While trying to prove some identities for generating functions, I ended up needing to show that
$$\sum_{p=1}^n \exp\left(\frac{i\pi p l}{2m}\right)\prod_{\substack{k=1\\k\neq p}}^n\frac{1}{\sin\left(\frac{\pi (k-p)}{2m}\right)} \stackrel{?}{=} 0$$
for integers $m \geq 1$, $2\leq n\leq 2m$, and $l = -n+2,-n+4,\ldots n-2$. Is this identity known? I have checked it to be valid for small values, but so far I have been unable to prove the general case.

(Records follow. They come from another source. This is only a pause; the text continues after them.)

PR #2976, opened 2025-05-22
Devtools: Add Module Viewer

Fire-Cube:
This PR adds a new menu which shows what LLE modules was loaded and if it is from game modules dir or sys_modules from user dir

### DIFF
--- a/src/core/devtools/widget/module_list.cpp
+++ b/src/core/devtools/widget/module_list.cpp
@@ -16,10 +16,6 @@ namespace Core::Devtools::Widget {
 std::filesystem::path ModuleList::game_folder;
 
 void ModuleList::Draw() {
-    {
-        std::scoped_lock lock(modules_mutex);
-    }
-
     SetNextWindowSize({550.0f, 600.0f}, ImGuiCond_FirstUseEver);
     if (!Begin("Module List", &open)) {
         End();
@@ -32,6 +28,7 @@ void ModuleList::Draw() {
         TableSetupColumn("Modulname", ImGuiTableColumnFlags_WidthStretch);
         TableHeadersRow();
 
+        std::scoped_lock lock(modules_mutex);
         for (const auto& module : modules) {
             TableNextRow();
 
--- a/src/core/devtools/widget/module_list.cpp
+++ b/src/core/devtools/widget/module_list.cpp
@@ -20,17 +20,18 @@ void ModuleList::Draw() {
         for (const auto& entry : s_modules) {
             ModuleInfo info;
             info.name = entry.name;
+            info.is_sys_module = IsSystemModule(entry.path);
             modules.push_back(info);
         }
     }
 
-    SetNextWindowSize({500.0f, 600.0f}, ImGuiCond_FirstUseEver);
+    SetNextWindowSize({550.0f, 600.0f}, ImGuiCond_FirstUseEver);
     if (!Begin("LLE Module List", &open)) {
         End();
         return;
     }
 
-    if (BeginTable("ModuleTable", 1,
+    if (BeginTable("ModuleTable", 2,
                    ImGuiTableFlags_Borders | ImGuiTableFlags_Resizable | ImGuiTableFlags_Sortable |
                        ImGuiTableFlags_RowBg)) {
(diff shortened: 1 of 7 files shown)


georgemoralis:
Can you provide a screenshot?:D

Fire-Cube:
> Can you provide a screenshot?:D

Looks like this
image

georgemoralis:
might be interesting if possible to add all the modules that games load and have a column that specifies if it is LLE or HLE (just a thought)

Fire-Cube:
> might be interesting if possible to add all the modules that games load and have a column that specifies if it is LLE or HLE (just a thought)

I thought also about this but I couldn't find out where the HLE gets loaded

Fire-Cube:
I have an idea

mailwl:
this PR includes indirect loaded libs, like:
`[Lib.SysModule] <Error> sysmodule.cpp:88 sceSysmoduleLoadModule: (DUMMY) called module = ORBIS_SYSMODULE_GAME_LIVE_STREAMING` ?

Fire-Cube:
Now it is like this
image

src/core/devtools/widget/module_list.cpp
```diff
@@ -0,0 +1,61 @@
...
+using namespace ImGui;
+
+namespace Core::Devtools::Widget {
+
+std::filesystem::path ModuleList::game_folder;
+
+void ModuleList::Draw() {
+    {
+        std::scoped_lock lock(modules_mutex);
+    }
```
viniciuslrangel: This lock is not doing anything, move this to right before the for-loop

src/core/devtools/widget/module_list.h
```diff
@@ -0,0 +1,89 @@
...
+        bool is_lle = false;
+        auto it = std::find_if(modules.begin(), modules.end(),
+                               [&name, is_sys_module, is_lle](const ModuleInfo& entry) {
+                                   return entry.name == name && entry.is_lle == false;
+                               });
+
+        if (it == modules.end()) {
+            modules.push_back({name, is_sys_module, is_lle});
+        }
+    }
```
viniciuslrangel: You could move these implementations to the cpp file

src/emulator.cpp
```diff
@@ -75,6 +76,8 @@ void Emulator::Run(const std::filesystem::path& file, const std::vector<std::str
         }
     }
 
+    Core::Devtools::Widget::ModuleList::SetGameFolder(game_folder);
+
```
viniciuslrangel: You could store this in `ElfInfo`, it may be useful to future code

src/core/devtools/widget/module_list.h
```diff
@@ -0,0 +1,89 @@
...
+    static void AddModule(const std::string& name, std::filesystem::path path) {
+        if (name == "eboot.bin") {
+            return;
+        }
+        std::scoped_lock lock(modules_mutex);
+        modules.push_back({name, IsSystemModule(path), true});
+    }
+
+    static void AddModule(std::string& name) {
+        name = name + ".prx";
```
viniciuslrangel: Don't edit reference parameters 

```suggestion
    static void AddModule(std::string name) {
        name = name + ".prx";
```

src/core/devtools/widget/module_list.h
```diff
@@ -0,0 +1,89 @@
...
+        std::scoped_lock lock(modules_mutex);
+
+        bool is_sys_module = IsSystemModule(name);
+        bool is_lle = false;
+        auto it = std::find_if(modules.begin(), modules.end(),
+                               [&name, is_sys_module, is_lle](const ModuleInfo& entry) {
+                                   return entry.name == name && entry.is_lle == false;
```
viniciuslrangel:
```suggestion
                                   return entry.name == name && !entry.is_lle;
```

viniciuslrangel (changes requested):

src/core/devtools/widget/module_list.h
Fire-Cube: I’d rather leave it there so that GUI and logic remain separate

viniciuslrangel: This is not a good usage in general, but for this debug, I guess it's ok

viniciuslrangel (approved):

Let us consider the case when $n$ is odd. Let $$P(x):=\exp\left(\frac{ixl}{2}\right)\left(\exp\left(\frac{ix}{2}\right)-\exp\left(\frac{-ix}{2}\right)\right),$$ and notice that the degree of $P$ as an exponential polynomial equals $$\max\left(\left|\frac{l+1}{2}\right|,\left|\frac{l-1}{2}\right|\right)\leq\frac{n-1}{2}.$$ Therefore this is the unique trigonometric polynomial of degree at most $\frac{n-1}{2}$ passing through any given $n$ distinct points. Let these given points be $x_p=\frac{\pi p}{m}$ for $p\in \{1,\dots,n\}$. Then, the trigonometric version of Lagrange's interpolation formula tells us that $P(x)$ can be written as $$P(x)=\sum _{p=1}^n P(x_p)\prod_{\substack{k=1\\k\neq p}}^n\frac{\sin\frac{1}{2}(x_k-x)}{\sin\frac{1}{2}(x_k-x_p)}.$$ By plugging $x=0$ we obtain $$0=\sum _{p=1}^n \exp\left(\frac{i\pi p l}{2m}\right)2i\prod_{k=1}^n\sin\left(\frac{\pi k}{2m}\right)\prod_{\substack{k=1\\k\neq p}}^n\frac{1}{\sin\left(\frac{\pi (k-p)}{2m}\right)},$$ and by dividing by the middle factors the OP's identity follows.
The case of even $n$ can be done similarly.